Your task is to filter the data below down to the lines holding "IntPredicate".
--- Exercise data Enclosed Below ---
PR #354, opened 2023-10-18
optimize u128/i128 popcounts further

sadlerap:
Don't fall back on breaking apart the popcount operation if 128-bit integers are natively supported.

### DIFF
--- a/src/intrinsic/mod.rs
+++ b/src/intrinsic/mod.rs
@@ -4,7 +4,7 @@ mod simd;
 #[cfg(feature="master")]
 use std::iter;
 
-use gccjit::{BinaryOp, ComparisonOp, Function, RValue, ToRValue, Type, UnaryOp, FunctionType};
+use gccjit::{ComparisonOp, Function, RValue, ToRValue, Type, UnaryOp, FunctionType};
 use rustc_codegen_ssa::MemFlags;
 use rustc_codegen_ssa::base::wants_msvc_seh;
 use rustc_codegen_ssa::common::IntPredicate;
@@ -819,7 +819,9 @@ impl<'a, 'gcc, 'tcx> Builder<'a, 'gcc, 'tcx> {
                 value
             };
 
-        if value_type.is_u128(&self.cx) {
+        // only break apart 128-bit ints if they're not natively supported
+        // TODO(antoyo): remove this if/when native 128-bit integers land in libgccjit
+        if value_type.is_u128(&self.cx) && !self.cx.supports_128bit_integers {
             let sixty_four = self.gcc_int(value_type, 64);
             let right_shift = self.gcc_lshr(value, sixty_four);
             let high = self.gcc_int_cast(right_shift, self.cx.ulonglong_type);
@@ -842,30 +844,33 @@ impl<'a, 'gcc, 'tcx> Builder<'a, 'gcc, 'tcx> {
         let counter_type = self.int_type;
         let counter = self.current_func().new_local(None, counter_type, "popcount_counter");
         let val = self.current_func().new_local(None, value_type, "popcount_value");
-        let zero = self.context.new_rvalue_zero(counter_type);
+        let zero = self.gcc_zero(counter_type);
         self.llbb().add_assignment(None, counter, zero);
         self.llbb().add_assignment(None, val, value);
         self.br(loop_head);
 
         // check if value isn't zero
         self.switch_to_block(loop_head);
-        let zero = self.context.new_rvalue_zero(value_type);
-        let cond = self.context.new_comparison(None, ComparisonOp::NotEquals, val.to_rvalue(), zero);
+        let zero = self.gcc_zero(value_type);
+        let cond = self.gcc_icmp(IntPredicate::IntNE, val.to_rvalue(), zero);
         self.cond_br(cond, loop_body, loop_tail);
 
         // val &= val - 1;
         self.switch_to_block(loop_body);
-        let sub = val.to_rvalue() - self.context.new_rvalue_one(value_type);
-        loop_body.add_assignment_op(None, val, BinaryOp::BitwiseAnd, sub);
+        let one = self.gcc_int(value_type, 1);
+        let sub = self.gcc_sub(val.to_rvalue(), one);
+        let op = self.gcc_and(val.to_rvalue(), sub);
+        loop_body.add_assignment(None, val, op);
 
         // counter += 1
-        let one = self.context.new_rvalue_one(counter_type);
-        loop_body.add_assignment_op(None, counter, BinaryOp::Plus, one);
+        let one = self.gcc_int(counter_type, 1);
+        let op = self.gcc_add(counter.to_rvalue(), one);
+        loop_body.add_assignment(None, counter, op);
         self.br(loop_head);
 
         // end of loop
         self.switch_to_block(loop_tail);
-        self.context.new_cast(None, counter.to_rvalue(), result_type)
+        self.gcc_int_cast(counter.to_rvalue(), result_type)
     }
 
     // Algorithm from: https://blog.regehr.org/archives/1063


antoyo:
Thanks!

Do you think it would be worth trying to make it work even for non-native integers by using the operations from the `int` module as I suggested earlier?

sadlerap:
I'll give it a try - if it ends up working, I'll replace what I've posted here with whatever works.  If not, I'll let you know what fails.

sadlerap:
I think I got a bug in libgccjit.

When I compile with [this patch][1], I get the following error:

<p>

```
rustc_codegen_gcc is build for rustc 1.75.0-nightly (97c81e1b5 2023-10-07) but the default rustc version is rustc 1.75.0-nightly (49691b1f7 2023-10-16).
Using rustc 1.75.0-nightly (97c81e1b5 2023-10-07).
   Compiling minmax_test v0.1.0 (/home/andy/repos/minmax_test)
libgccjit.so: warning: command-line option ‘-x86-asm-syntax=intel’ is valid for Modula-2 but not for
error: rustc interrupted by SIGSEGV, printing backtrace

/home/andy/.rustup/toolchains/nightly-2023-10-08-x86_64-unknown-linux-gnu/lib/librustc_driver-3558b9258144fc36.so(+0x2aff526)[0x7f00466ff526]
/usr/lib/libc.so.6(+0x3e710)[0x7f00438c6710]
/home/andy/repos/gcc/build/gcc/libgccjit.so.0(+0x592255)[0x7f0038392255]
/home/andy/repos/gcc/build/gcc/libgccjit.so.0(+0x592f78)[0x7f0038392f78]
/home/andy/repos/gcc/build/gcc/libgccjit.so.0(+0x597d84)[0x7f0038397d84]

### cycle encountered after 5 frames with period 6
/home/andy/repos/gcc/build/gcc/libgccjit.so.0(+0x592780)[0x7f0038392780]
/home/andy/repos/gcc/build/gcc/libgccjit.so.0(+0x59e41d)[0x7f003839e41d]
/home/andy/repos/gcc/build/gcc/libgccjit.so.0(+0x5930a4)[0x7f00383930a4]
/home/andy/repos/gcc/build/gcc/libgccjit.so.0(+0x595f8d)[0x7f0038395f8d]
/home/andy/repos/gcc/build/gcc/libgccjit.so.0(+0x595fc7)[0x7f0038395fc7]
/home/andy/repos/gcc/build/gcc/libgccjit.so.0(+0x597e87)[0x7f0038397e87]
### recursed 41 times

/home/andy/repos/gcc/build/gcc/libgccjit.so.0(+0x592780)[0x7f0038392780]
/home/andy/repos/gcc/build/gcc/libgccjit.so.0(+0x59e41d)[0x7f003839e41d]
/home/andy/repos/gcc/build/gcc/libgccjit.so.0(+0x5930a4)[0x7f00383930a4]
/home/andy/repos/gcc/build/gcc/libgccjit.so.0(+0x595f8d)[0x7f0038395f8d]
/home/andy/repos/gcc/build/gcc/libgccjit.so.0(+0x595fc7)[0x7f0038395fc7]

note: rustc unexpectedly overflowed its stack! this is a bug
note: maximum backtrace depth reached, frames may have been lost
note: we would appreciate a report at https://github.com/rust-lang/rust
note: backtrace dumped due to SIGSEGV! resuming signal
error: could not compile `minmax_test` (lib)

Caused by:
  process didn't exit successfully: `/home/andy/.rustup/toolchains/nightly-2023-10-08-x86_64-unknown-linux-gnu/bin/rustc --crate-name minmax_test --edition=2021 src/lib.rs --error-format=json --json=diagnostic-rendered-ansi,artifacts,future-incompat --diagnostic-width=141 --crate-type lib --emit=dep-info,metadata,link -C opt-level=3 -C embed-bitcode=no --emit asm -Ccodegen-units=1 -C llvm-args=-x86-asm-syntax=intel -Cdebuginfo=2 -C metadata=19b01f69af993630 -C extra-filename=-19b01f69af993630 --out-dir /home/andy/repos/minmax_test/target/release/deps -L dependency=/home/andy/repos/minmax_test/target/release/deps -Csymbol-mangling-version=v0 -Cdebuginfo=2 -Clto=off -Zcodegen-backend=/home/andy/repos/rustc_codegen_gcc/target/release/librustc_codegen_gcc.so --sysroot /home/andy/repos/rustc_codegen_gcc/build_sysroot/sysroot` (signal: 11, SIGSEGV: invalid memory reference)

Cargo failed with exit status: 101
```

</p>
</details> 

[1]: https://github.com/sadlerap/rustc_codegen_gcc/commit/c715c88d06335c88f74b63060aa676766eb0b508

antoyo:
Indeed. Good find!
You can see in the [CI](https://github.com/sadlerap/rustc_codegen_gcc/actions/runs/6555101043/job/17803082877#step:20:4317) that it's because you use an array for a binary operation.
It's in [the call to `add_assignment_op()`](https://github.com/sadlerap/rustc_codegen_gcc/commit/c715c88d06335c88f74b63060aa676766eb0b508#diff-34f8c479ac3b1727ae8bccaf335c8f3be407f4d48dbf725e26b793ebee763dc4R849).
libgccjit doesn't check that the values in this call are numeric.
I'll fix this!
Thanks!

sadlerap:
hmm, I wonder if replacing the assignment ops with just plain assignments would work.  I'll give it a try.

antoyo:
I added the type check in [this commit](https://github.com/antoyo/gcc/commit/2eca081142f9161adda821812f74c6669935fe0a).

Yeah, that might work indeed.

sadlerap:
Sadly, while subbing out assignment ops with pure assignments works around the bug, it also results in poor codegen when 128-bit integers aren't supported and [the fallback][1] is skipped.

[1]: https://github.com/rust-lang/rustc_codegen_gcc/blob/a9f31ab4814a936c91dec8be0da8807c7210b44a/src/intrinsic/mod.rs#L822-L831

<p>


Before:

```asm
popcount_128:

        xor eax, eax
        popcnt rax, rsi
        test rsi, rsi
        cmove rax, rsi

        xor ecx, ecx
        popcnt rcx, rdi
        mov rdx, rax
        add rax, rcx

        test rdi, rdi
        cmove rax, rdx

        ret
```

After:

```asm
popcount_128:

        push r14

        mov rax, rsi
        push r13
        push r12
        push rbp
        push rbx
        sub rsp, 32

        or rax, rdi
        mov QWORD PTR 16[rsp], rdi

        mov QWORD PTR 24[rsp], rsi
        vmovdqa xmm3, XMMWORD PTR 16[rsp]
        vmovdqa XMMWORD PTR [rsp], xmm3
        je .L67
        mov rbp, rsi

        mov rbx, rdi

        xor r12d, r12d

.L66:
        mov r14, QWORD PTR [rsp]
        mov r13, QWORD PTR 8[rsp]
        xor ecx, ecx
        mov edx, 1
        add r12d, 1
        mov rdi, r14
        mov rsi, r13
        call __rust_u128_sub@PLT

        xor ecx, ecx
        mov edx, 1
        mov rdi, r14
        mov rsi, r13
        and rbx, rax
        mov QWORD PTR 16[rsp], rax
        call __rust_u128_sub@PLT

        vmovq xmm0, QWORD PTR 16[rsp]
        mov rax, rbx
        and rbp, rdx
        vpinsrq xmm0, xmm0, rdx, 1
        vpand xmm1, xmm0, XMMWORD PTR [rsp]
        or rax, rbp
        vmovdqa XMMWORD PTR [rsp], xmm1
        jne .L66
        mov eax, r12d
.L63:
        add rsp, 32
        pop rbx

        pop rbp

        pop r12

        pop r13
        pop r14

        ret
.L67:

        xor eax, eax
        jmp .L63
```

</p>
</details> 

However, when 128-bit integers are supported, we do see the improvement as expected.

<p>

Before: 

```asm
popcount_128:

        xor eax, eax
        popcnt rax, rsi
        test rsi, rsi
        cmove rax, rsi

        xor ecx, ecx
        popcnt rcx, rdi
        mov rdx, rax
        add rax, rcx

        test rdi, rdi
        cmove rax, rdx

        ret
```

After:

```asm
popcount_128:

        mov rdx, rdi
        or rdx, rsi

        je .L65

        xor ecx, ecx

        popcnt rsi, rsi

        popcnt rcx, rdi
        lea eax, [rsi+rcx]
        ret
.L65:

        xor eax, eax
        ret
```

</p>
</details> 

I think if we gate the fallback behind native support for 128-bit integers, we'll get the best of both worlds - good-ish codegen when 128-bit integers are supported, and a roughly as-good fallback when they aren't.

antoyo:
Do you know (or did you do some benchmarks to check) if having one jump is indeed faster than the 2 conditional moves?

sadlerap:
I wrote some microbenchmarks with `criterion`, but they seemed to get stuck on the anaylsis step (let it run for about 15 minutes and it still wasn't done, whereas the same code compiled with llvm completed in a few seconds).  I'll try some other options, see if I get more luck there.

sadlerap:
Alright, I think I have some solid numbers.

My benchmarks run popcount 1000 times on the same number and add the results together.  This is done to inflate iteration times a bit - with an operation as small as this, it's hard to get good numbers for how long it takes to complete.

Before:

```
test tests::bench_popcount_u128_0       ... bench:         668 ns/iter (+/- 57)
test tests::bench_popcount_u128_1       ... bench:         680 ns/iter (+/- 9)
test tests::bench_popcount_u128_10      ... bench:         683 ns/iter (+/- 12)
test tests::bench_popcount_u128_minus_1 ... bench:         705 ns/iter (+/- 16)
```

After:

```
test tests::bench_popcount_u128_0       ... bench:         580 ns/iter (+/- 5)
test tests::bench_popcount_u128_1       ... bench:         592 ns/iter (+/- 91)
test tests::bench_popcount_u128_10      ... bench:         595 ns/iter (+/- 186)
test tests::bench_popcount_u128_minus_1 ... bench:         593 ns/iter (+/- 12)
```

Source:

```rust
#![feature(test)]

pub fn popcount_128(a: u128) -> u32 {
    a.count_ones()
}

#[cfg(test)]
pub mod tests {
    use super::*;
    use test::{Bencher, black_box};

    #[bench]
    fn bench_popcount_u128_0(b: &mut Bencher) {
        let x = black_box(0u128);
        b.iter(|| (0..1000).fold(0, |old, _new| old + popcount_128(black_box(x))))
    }

    #[bench]
    fn bench_popcount_u128_1(b: &mut Bencher) {
        let x = black_box(1u128);
        b.iter(|| (0..1000).fold(0, |old, _new| old + popcount_128(black_box(x))))
    }

    #[bench]
    fn bench_popcount_u128_10(b: &mut Bencher) {
        let x = black_box(10u128);
        b.iter(|| (0..1000).fold(0, |old, _new| old + popcount_128(black_box(x))))
    }

    #[bench]
    fn bench_popcount_u128_minus_1(b: &mut Bencher) {
        let x = black_box(-1i128 as u128);
        b.iter(|| (0..1000).fold(0, |old, _new| old + popcount_128(black_box(x))))
    }

}
```

antoyo:
Thanks a lot for your work!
--- End of Enclosed Exercise data ---
▶ **Output of the task**:
 use rustc_codegen_ssa::common::IntPredicate;
+        let cond = self.gcc_icmp(IntPredicate::IntNE, val.to_rvalue(), zero);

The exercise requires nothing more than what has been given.